Maximum $p$ holdes for case $a=b$.
We can assume $a=b=1$:
$\Leftrightarrow \dfrac{2(2+c^2)}{c} \ge k \Rightarrow k\le 4\sqrt{2}$
Let $a+b+c=3u$, $ab+ac+bc=3v^2$ and $abc=w^3$.
Hence, our inequality it's $f(w^3)\geq0$, where $f$ is a decreasing function.
Thus, it remains to prove our inequality for a maximal value of $w^3$.
We know that $a$, $b$ and $c$ are positive roots of the following equation $$(x-a)(x-b)(x-c)=0$$ or $$x^3-3ux^2+3v^2x-w^3=0$$ or $$x^3-3ux^2+3v^2x=w^3,$$ which says that a graph of $f(x)=x^3-3ux^2+3v^2x$ and the line $y=w^3$
have three common points: $(a,f(a))$, $(b,f(b))$ and $(c,f(c))$.

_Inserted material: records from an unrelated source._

PR #2041, opened 2023-12-03
solution

yevtok:
[DEMO LINK](https://yevtok.github.io/react_dynamic-list-of-todos/)

### DIFF
--- a/src/App.tsx
+++ b/src/App.tsx
@@ -1,5 +1,10 @@
 /* eslint-disable max-len */
-import React from 'react';
+import React, {
+  useCallback,
+  useContext,
+  useEffect,
+  useState,
+} from 'react';
 import 'bulma/css/bulma.css';
 import '@fortawesome/fontawesome-free/css/all.css';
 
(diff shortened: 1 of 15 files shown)


src/App.tsx
```diff
@@ -1,14 +1,51 @@
...
+    isLoadingTodos,
+  } = useContext(StateContext);
+
+  const filterTodos = useCallback((todosToFilter: Todo[]) => {
+    const { option, query } = filter;
+
+    return filterByQuery(filterByOption(todosToFilter, option), query);
+  }, [filter]);
+
+  const [filteredTodos, setFilteredTodos] = useState(filterTodos(todos));
```
polosanya, line 36: You shouldn't recreate the initial state
https://react.dev/reference/react/useState#avoiding-recreating-the-initial-state

src/reducers/reducer.ts
```diff
@@ -0,0 +1,65 @@
+import { State } from '../types/State';
+import { Action } from '../types/Action';
+
+export function stateReducer(state: State, action: Action): State {
+  switch (action.type) {
+    case 'setTodos':
```
polosanya, line 6: Would be great to use Enum instead of the hardcoded values

polosanya (changes requested):
Nice! Let's improve your code a bit)

src/reducers/reducer.ts
yevtok: done

polosanya (approved):
👍

PR #2054, opened 2023-12-12
task solution

VeDono:
[DEMO LINK](https://VeDono.github.io/react_dynamic-list-of-todos/)

### DIFF
--- a/src/App.tsx
+++ b/src/App.tsx
@@ -1,14 +1,42 @@
 /* eslint-disable max-len */
-import React from 'react';
+import React, { useEffect, useState } from 'react';
 import 'bulma/css/bulma.css';
 import '@fortawesome/fontawesome-free/css/all.css';
+
+import './App.scss';
 
 import { TodoList } from './components/TodoList';
 import { TodoFilter } from './components/TodoFilter';
 import { TodoModal } from './components/TodoModal';
 import { Loader } from './components/Loader';
+import { Todo } from './types/Todo';
+import { getTodos } from './api';
+import { getFilteredTodos } from './helpers';
+import { SelectorOption } from './enum';
 
 export const App: React.FC = () => {
+  const [todos, setTodos] = useState<Todo[]>([]);
+  const [isLoading, setIsLoading] = useState(true);
+  const [selectedTodo, setSelectedTodo] = useState<Todo | null>(null);
+  const [currentSelector, setCurrentSelector] = useState<string>(SelectorOption.All);
+  const [searchQuery, setSearchQuery] = useState('');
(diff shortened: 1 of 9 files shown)


ViktorAfk (approved):
NIce!

src/App.tsx
```diff
@@ -1,14 +1,42 @@
...
+
+  const filteredTodos = getFilteredTodos(todos, currentSelector, searchQuery) || null;
+
+  useEffect(() => {
+    setIsLoading(true);
+
+    getTodos()
+      .then(setTodos)
+      // eslint-disable-next-line no-alert
+      .catch(() => alert('Error during todos reciving 😥'))
```
roman-mirzoian, line 32: Interesting decision :)

src/components/TodoFilter/TodoFilter.tsx
```diff
@@ -1,34 +1,71 @@
...
+}) => {
+  const handlerSelector = (event: React.ChangeEvent<HTMLSelectElement>) => {
+    setCurrentSelector(event.target.value);
+  };
+
+  const handlerSearchChange = (event: React.ChangeEvent<HTMLInputElement>) => {
+    const { value } = event.target;
+
+    setSearchQuery(value);
+  };
```
roman-mirzoian, line 23: Why do you do destructuring for the event of the first handler and not for the second?)
In this case, it can not be done, because the value value is used only once in each handler

src/components/TodoFilter/TodoFilter.tsx
```diff
@@ -1,34 +1,71 @@
...
-      </span>
-    </p>
-  </form>
-);
+        <span className="icon is-left">
+          <i className="fas fa-magnifying-glass" />
+        </span>
+
+        {searchQuery && (
+          <span className="icon is-right" style={{ pointerEvents: 'all' }}>
```
roman-mirzoian, line 58: Avoid using inline styles, use classes instead

roman-mirzoian (changes requested):

src/components/TodoFilter/TodoFilter.tsx
VeDono: Cause ESLint throw error with: "Make destructuring for that event", i will change that in patch.

src/components/TodoFilter/TodoFilter.tsx
VeDono: I reimplement that through TodoFilter.scss in patch

roman-mirzoian (approved):
Well done 👍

Now, let $a\leq b\leq c$ and since $u^2\geq v^2$, we see that $$f'(x)=3x^2-6xu+3v^2=3(x^2-2ux+v^2)=3(x-x_1)(x-x_2).$$
Let $x_1\leq x_2$.
We see that $x_1>0$ and $\left(x_1,f(x_1)\right)$ is a maximum point and $\left(x_2,f(x_2)\right)$ is a minimum point.
Now, let $w^3$ increases and $u$ and $v^2$ are constants.
Thus, $a$, $b$ and $c$ are change and $w^3$ will get a maximal value,
when the line $y=w^3$ will touch to the graph of $f$,
which happens for equality case of two variables (for $a=b$ in our case).
Since our inequality is homogeneous, we can assume $b=c=1$, which gives $$(a+2)\left(\frac{1}{a}+2\right)-9\geq k\left(1-\frac{2a+1}{a^2+2}\right)$$ or $$\frac{2(a^2+2)}{a}\geq k.$$ Now, by AM-GM $$\frac{2(a^2+2)}{a}=2\left(a+\frac{2}{a}\right)\geq2\cdot2\sqrt2=4\sqrt2,$$ which gives the answer $4\sqrt2$.
Done!